Yes, the “bad guys” all manage to pull off their roles so well that you’d either “love to hate” or just “hate” them.  I don’t know what is going to happen next season. My guess is that they don’t escape, or that something goes terribly wrong during the attempt.  During an interview with Wentworth, he implied that some key character(s) is going to be killed off sometime soon, but of course he couldn’t say who…


----------



## the_faery_queen (Mar 2, 2006)

*cry*
as long as it isn't him or his brother or the cat man i dont' care. i like cat man (im bad with names) cos he has a cat (unless the cat dies this week. we're in the middle of the two parter riot one. i hope not! poor kitty) and i like the way he is quiet and unassuming and of course the idea of no micheal or lincoln would just be too much. esp the idea that micheal went to prison, covered in tatoos only to have his brother die! that would be traumatic

of course, he may die in the second part of the riot episode, but i am thiking not. 

could be wrong tho.

sigh. i lov good tv! shame there isn't more of it


----------



## Cosmo (Mar 4, 2006)

hi, just noticed this thread, i have watched religiously from day one awesome acting, dunno where in the series you two are but i know this monday is where "fish" tries to get the doctor, (i've forgotten her name) out of the ward where people are trying to get her


----------



## weaveworld (Mar 6, 2006)

*I just started watching it last week, when it was a two parter and it is really good, I am just sorry I missed it from the start. *


----------



## the_faery_queen (Mar 6, 2006)

sarah is her name? i only think that, going by what the channel 5 announcer said about her. i can't remember having heard it in the show

it was so good tonight! i get all tense when i sit down to watch it, its the only show that really holds my attention for the full duration.

god i love that show!


----------



## the_faery_queen (Mar 6, 2006)

ok that was a totally pointless post of mine!
in more depth. hmm
i love how the characters are displayed and how well they handle tension. and how relatable everyone is. even that tbag (is that his name? the rapist one) i love hating him. i really do. i even said that to myself. he's just so good at playing that role.

um, slight spoilers i guess, for those who didn't see tonight's episode:


i am glad that some of those men after the doc got shot. no sympathy for that. she was trying to help them and then, when they can, they decide to try and rape her. that really did make me grr. the way that some people can turn on you when it suits them.

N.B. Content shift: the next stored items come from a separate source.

PR #297, opened 2019-06-10
Extend supported content types for APIs

NickyMateev:
# Extend supported content types for APIs

## Pull Request status

* [x] Initial implementation
* [x] Unit tests

### DIFF
--- a/pkg/util/api.go
+++ b/pkg/util/api.go
@@ -31,6 +31,7 @@ var (
 	reservedSymbolsRFC3986 = strings.Join([]string{
 		":", "/", "?", "#", "[", "]", "@", "!", "$", "&", "'", "(", ")", "*", "+", ",", ";", "=",
 	}, "")
+	supportedContentTypes = []string{"application/json", "application/x-www-form-urlencoded"}
 )
 
 // InputValidator should be implemented by types that need input validation check. For a reference refer to pkg/types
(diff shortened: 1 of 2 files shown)


pkg/util/api.go
```diff
@@ -31,6 +31,7 @@ var (
 	reservedSymbolsRFC3986 = strings.Join([]string{
 		":", "/", "?", "#", "[", "]", "@", "!", "$", "&", "'", "(", ")", "*", "+", ",", ";", "=",
 	}, "")
+	supportedContentTypes = []string{"application/json", "application/x-www-form-urlencoded"}
```
pankrator: Maybe map of supported types strings and boolean? I think it will be easier to use it. Just a thought

pkg/util/api.go
```diff
@@ -49,10 +50,18 @@ func ToRFCFormat(timestamp time.Time) string {
...
+	for _, supportedType := range supportedContentTypes {
+		if strings.Contains(contentType, supportedType) {
+			contentTypeSupported = true
+			break
+		}
+	}
+
+	if !contentTypeSupported {
 		return nil, &HTTPError{
 			ErrorType:   "InvalidMediaType",
```
pankrator: UnsupportedMediaType?

pkg/util/api.go
NickyMateev: That's not a bad idea

NickyMateev: Actually, in this context, this won't be very pragmatic, as the actual content type header will contain additional information in the string as well, ex:

`application/json; charset=utf-8`

So we can't define a map beforehand in which we'll later search with specific request content-type header values. That's why the current implementation uses `strings.Contains` and has to traverse the whole array.

pkg/util/api.go
```diff
@@ -49,13 +50,21 @@ func ToRFCFormat(timestamp time.Time) string {
 }
 
 // RequestBodyToBytes reads the request body and returns []byte with its content or an error if
-// the media type is incorrect or if the body is not a valid JSON
+// the media type is unsupported or if the body is not a valid JSON
 func RequestBodyToBytes(request *http.Request) ([]byte, error) {
 	contentType := request.Header.Get("Content-Type")
-	if !strings.Contains(contentType, "application/json") {
+	contentTypeSupported := false
```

and i am glad nothing seemed to happen to the cat! that was a relief


----------



## jenna (Mar 7, 2006)

this is pretty much my FAVE show at the moment! we're just a couple of days behind the UK here, which is of course like 5 years behind the US (ok maybe a sliiight exaggeration)
PB reminds me a lot of 24 with the extreme tension and plot layers and twists. not to mention BRUTALLY hot main character! Wentworth Miller is one sexy biatch!


----------



## the_faery_queen (Mar 7, 2006)

he really is! i was thinking that last night, even tho he has a shaved head and big ears, he is just GOREGOUS! (usually i go for hair of some sort, tho not always) of course he's really toned, which is nice, and i love that cold, intellegent personality. *happy sigh*


----------



## Cosmo (Mar 7, 2006)

i find myself exhaling at the beginning of every break, i'm not joking


----------



## weaveworld (Mar 7, 2006)

*Me too, it was good last night*


----------



## Cosmo (Mar 7, 2006)

2nd best epesode yet for me


----------



## Cosmo (Mar 13, 2006)

cant wait 1/2 an hour


----------



## Cosmo (Jan 1, 2007)

*prison break is back...*

...and so am i  
hi everyone, this is a thread for all others like me, those who were completely gripped by the first series of prison break following michael and lincoln in their attempt to beat injustice. please post away with any thaughts on Prison Break


----------



## the_faery_queen (Jan 1, 2007)

*Re: prison break is back...*

can't wait, but it clahses with nip tuck on sky, which is just MEAN! be watching niptuck when it's repeated me thinks  couldn't not watch prison break! wentworth miller *drools*


----------



## dane78 (Jan 2, 2007)

*Re: prison break is back...*

I just can't wait to watch it. It was really painful to wait for such a long time to have it back though... Hopefully they'll also bring back Lost & Gray's Anatomy.


----------



## jenna (Jan 2, 2007)

*Re: prison break is back...*

Hopefully we'll be getting it here soon... I've been watching the season 1 repeats on cable, and it's got me all fired up again! Need. Wentworth. Now. NOW!!!


----------



## Cosmo (Jan 11, 2007)

*Re: prison break is back...*



dane78 said:


> I just can't wait to watch it. It was really painful to wait for such a long time to have it back though... Hopefully they'll also bring back Lost & Gray's Anatomy.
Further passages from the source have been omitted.